В полночь сорвался ветер. В скалах загудели сосны, глухо, как бандуры.
— Уже, наверное, противник недалеко, — сказал Блаженко.
Шовкун сопел в седле и не слышал его.
Среди темной ночи впереди вдруг занялось зарево. Чем выше забирались бойцы, тем зарево перед ними разрасталось; наконец, стало видно, что горит высокий мост над какой-то горной речкой. Пламя билось на ветру, как огромная багряная птица. Мрачные отблески ложились на горы, на сосны, на скалы. Вскоре оно осветило и лица бойцов, ехавших зареву навстречу и хмуро разглядывавших его.
Скомандовали привал.
Сагайда проснулся от того, что подвода остановилась и металлическая ножка лафета перестала бить его по голове. Если б еще била, спал бы. Высунувшись из-под шинели, Сагайда в первый момент не мог понять, где он. Почему эти скалы поблескивают, почему гудят сосны, почему гудит и трещит огненный мост?
— Коня отрезали! — хрипло закричал кто-то поблизости. — С поводьями отрезали! Остался ни с чем, как ты, боже, видишь!..

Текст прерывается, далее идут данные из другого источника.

PR #14208, opened 2023-07-04
SmalltalkImage>>#newSpecialObjectsArray remove elements not used by the VM

privat:
Some elements are set but seem used no more.


guillep (approved):
LGTM

privat:
Thanks, now you can review the sibling but independent PR https://github.com/pharo-project/pharo-vm/pull/640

Послышался смех, шутки, стук котелков. Сагайда понял, что это не сон, а все наяву. Он соскочил с каруцы, дрожа всем телом от лютого холода. В стороне, при смоляном факеле, два бойца ковали коня. Они спешили, то и дело поглядывая на кухню, тревожась, что не успеют поесть. Так бывало на каждом привале, голодные бойцы прежде всего бросались ковать коней. Подковы терялись каждый день, а неподкованный конь не мог тут пройти по камню и десятка километров. Охромевшего, замученного, его приходилось сгонять с дороги в сторону и бросать, отыскивая другого. А найти коня в этих горах было нелегко.

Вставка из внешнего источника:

PR #14211, opened 2023-07-04
Fix cannotInterpret: and test many VM callback methods

privat:
Fix and test `ProtoObject>>cannotInterpret:` as the implementation was broken at many levels.

The PR also add systematic tests for the special selectors that the VM might send in specific situations.
These tests try to check the callbacks as they are handled by default in ProtoObject/Object (booooriiiiing), but mostly check custom defined handling trough redefinition in subclasses (with more complex situations).

Tested:

* `#attemptToAssign:withIndex:`
* `#cannotInterpret:`
* `#doesNotUnderstand:`
* `#mustBeBoolean`
* `#run:with:in:`

What is missing:

* Method sends to the context because I am not sure how to provide custom Context class to the VM: `#cannotReturn:`, `#aboutToReturn:through:`, `#unusedBytecode`
* Special selectors that are not implemented `#conditionalBranchCounterTrippedOn:` and `#classTrapFor:` (I did not look at them yet)


src/Kernel/ProtoObject.class.st
```diff
@@ -67,9 +67,11 @@ ProtoObject >> becomeForward: otherObject copyHash: copyHash [
 ProtoObject >> cannotInterpret: aMessage [
 	 "Handle the fact that there was an attempt to send the given message to the receiver but a null methodDictionary was encountered while looking up the message selector.  Hopefully this is the result of encountering a stub for a swapped out class which induces this exception on purpose."
 
-"If this is the result of encountering a swap-out stub, then simulating the lookup in Smalltalk should suffice to install the class properly, and the message may be resent."
+	"If this is the result of encountering a swap-out stub, then simulating the lookup in Smalltalk should suffice to install the class properly, and the message may be resent."
+	
+	"Important: do not send anything to self (here or in a redefinition) as that will likely cause an infinite recursion of `cannotInterpret:`"
 
-	(self class lookupSelector: aMessage selector) ifNotNil:
+	((Behavior classOf: self) lookupSelector: aMessage selector) ifNotNil:
```
guillep, line 78: But this restarts the lookup from the receiver's class. I don't think that  `lookupSelector:` works if the method dictionary is nil. In that case you may have an exception, and the exception may want to print the objects in the stack, and then it will try to print your proxy. And recurse.

src/Kernel-Tests/SpecialSelectorTest.class.st
```diff
@@ -0,0 +1,55 @@
...
+	Is currenlty broken and goes in an infinite recursion of Context>>nextHandlerContext"
+
+	| class object |
+	"Create a new anonymous subclass of ProtoObject with a nil methodDict"
+	class := Behavior new.
+	class basicSuperclass: ProtoObject.
+	class methodDict: nil.
+	object := class new.
+	"Any message send to `object` should callback cannotInterpret: and raise an error"
+	self should: [ object max: 42 ] raise: Error
```
guillep, line 116: Why would you get an exception here?
- object receives max:
- lookup finds nil method dictionary, lookup is restarted from `ProtoObject` looking for `cannotInterpret:`
- The selector is found (redefined below in this PR), the method in ProtoObject executed
- `ProtoObject>>cannotInterpret:` looks up `max:` but that would raise an exception because `nil` method dictionaries are not expected, and recurse (?)
- But if it would be found, it would return `self`. As soon as another message is sent to it, we enter in loop again!

src/Kernel/ProtoObject.class.st
privat: I checked it. ` lookupSelector:` is naive and just call `methodDict at:` without any check.
But `methodDict` is a robust accessor that returns an empty method dictionary if the ivar is nil. (it's documented to be lenient with tools that do not expect nil as an answer)
So the `lookupSelector:` should work and just look up until ProtoObject, find nothing, and return nil.

Then the next step in `ProtoObject>>cannotInterpret:` is just to `Error signal: 'MethodDictionary fault'.`.
That should be caught by `should:raise:` in the test method, but is not according to Jenkins: https://ci.inria.fr/pharo-ci-jenkins2/blue/organizations/jenkins/Test%20pending%20pull%20request%20and%20branch%20Pipeline/detail/PR-14211/3/tests

My hypothesis is that the stack, context, pc or something internal is inconsistent.

src/Kernel-Tests/SpecialSelectorTest.class.st
privat: as written above, the manual look up of `max:` is ok and return nil (no error here).

src/Kernel-Tests/SpecialSelectorTest.class.st
```diff
@@ -0,0 +1,119 @@
...
+SpecialSelectorTest >> testCannotInterpretProtoObject [
+	"Test the implementation of ProtoObject>>cannotInterpret:
+	Is currenlty broken and goes in an infinite recursion of Context>>nextHandlerContext"
+
+	| class object |
+	"Create a new anonymous subclass of ProtoObject with a nil methodDict"
+	class := Behavior new.
+	class basicSuperclass: ProtoObject.
+	class methodDict: nil.
+	object := class new.
```
privat: I got a bug:

* here I call `new`
* that will call `initialize` on the instance
* that cannot be looked up by the VM because `methDict` is nil
* that will call `cannotInterpret:`
* that will do a manual image-side lookup and find `Object>>initialize`
* that will call `Message>>SentTo:`
* that will call `perform:withArguments:inSuperclass:` on the original receiver
* that cannot be looked up by the VM because `methDict` is nil
* same player plays again...

solution: use `basicNew`

src/Kernel/Behavior.class.st
```diff
@@ -17,6 +17,17 @@ Class {
...
+{ #category : #'simulation support' }
+Behavior class >> classOf: anObject [
+	"The class of anObject.
+	This is equivalent to `anObject class` but without a message to be send to `anObject`.
+	This can be very handy if the class of `anObject` is unreliable.
+	e.g. no inheritance from ProtoObject, or having a nil methodDict."
+
+	<primitive: 111>
+	self primitiveFailed
+]
```
guillep, line 31: This method is already available in `MirrorPrimitives` and there was a previous effort to have it only once in that place (otherwise it was repeated in many places). I propose we remove this method and we use the other.

guillep, line 31:
```suggestion
```

src/Kernel/ProtoObject.class.st
```diff
@@ -67,11 +67,13 @@ ProtoObject >> becomeForward: otherObject copyHash: copyHash [
...
 
-"If this is the result of encountering a swap-out stub, then simulating the lookup in Smalltalk should suffice to install the class properly, and the message may be resent."
+	"If this is the result of encountering a swap-out stub, then simulating the lookup in Smalltalk should suffice to install the class properly, and the message may be resent."
+	
+	"Important: do not send anything to self (here or in a redefinition) as that will likely cause an infinite recursion of `cannotInterpret:`"
 
-	(self class lookupSelector: aMessage selector) ifNotNil:
-		["Simulated lookup succeeded -- resend the message."
-		^ aMessage sentTo: self].
+	((Behavior classOf: self) lookupSelector: aMessage selector) ifNotNil:
```
guillep, line 78:
```suggestion
	((MirrorPrimitives classOf: self) lookupSelector: aMessage selector) ifNotNil:
```

src/Kernel/ProtoObject.class.st
```diff
@@ -67,11 +67,13 @@ ProtoObject >> becomeForward: otherObject copyHash: copyHash [
...
+		[ :method | "Simulated lookup succeeded. Evaluate the method!"
+		^ method valueWithReceiver: self arguments: aMessage arguments ].
```
guillep: I need indentation to not bleed, sorry
```suggestion
			^ method valueWithReceiver: self arguments: aMessage arguments ].
```

guillep (changes requested):
Some little comments with committable suggestions.

Tests look good to me :)

About the `cannotReturn:`, why not just testing it with an exception?

```smalltalk
block := self blockWithNonLocalReturn.
self should: [ block value ] raise: CannotReturn.

blockWithNonLocalReturn
  ^ [ ^ self "Should throw always a cannot return exception because the home will be always dead" ]
```

The about to return is probably a bit trickier to test, because it's called when unwinding the stack because of non-local returns. And it's implemented to look for the next method marked as "interested in the unwind", which boils down to ensure blocks (methods marked with primitive 198). Then the hook make sure of calling  the block of the ensure.

However, if you carefully craft a context, you could set your own home context of your own class, and hook the `return:through:` below?

```smalltalk
aboutToReturn: result through: firstUnwindContext

	"Called from VM when an unwindBlock is found between self and its home.
	 Return to home's sender, executing unwind blocks on the way."

	self home return: result through: firstUnwindContext
```

src/Kernel/Behavior.class.st
privat: The class is not in Kernel, so it introduces an unwanted package dependency with ReflectionMirrors-Primitives.
Kernel should try to be minimal and self-contained. Some small code duplication is a lesser concern.

Moreover, MirrorPrimitives is undocumented and almost not used (only 4 references in the whole image outside of its own package `ReflectionMirrors-Primitives`, and those 4 are only for tests), its methods are also undocumented and non-discoverable.


The version in Behavior is not that bad, as the class is meaningful for the intent.

privat:
> About the `cannotReturn:`, why not just testing it with an exception? [...]

I have a work in progress branch with things more or less equivalent with your proposals.
Testing callbacks on real context objects is ok.

I also want to check directly the behaviour of the VM by instrumenting, diverting and hacking the receiver of these callbacks. I cannot really do that with the image implementation of Context.
But catching the callbacks on a made up context-ish class is not easy (and very low-level to debug).
Currently, I have some weird behavior that could be some programmer (me) errors (likely) or some VM limitations (possible).

Anyway, I plan to make a new PR special-methods-for-Context once this one is merged

jecisc:
What is the state of this PR?

Tests are green. Some changes were requested but Jean seems to think the changes requested are not needed.

Can we integrate this change?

Вдоль дороги полыхали костры, бойцы, согреваясь, приплясывали, вокруг них. Некоторые натянули пилотки на уши. Возле одного костра Сагайда увидел Брянского и Черныша; они ели, склонившись над одним котелком, и о чем-то разговаривали. На марше они сдружились. Сагайда пошел к ним, на ходу доставая из-за голенища свою ложку.
— …И самая высшая, по-моему, красота, это красота верности, — услышал, подходя, Сагайда воркующий, бархатный голос Брянского. — И пусть бы пришлось мне быть на фронте еще двадцать, тридцать лет… Быть еще семь раз раненым… Поседеть, состариться, а я все оставался бы ей верен.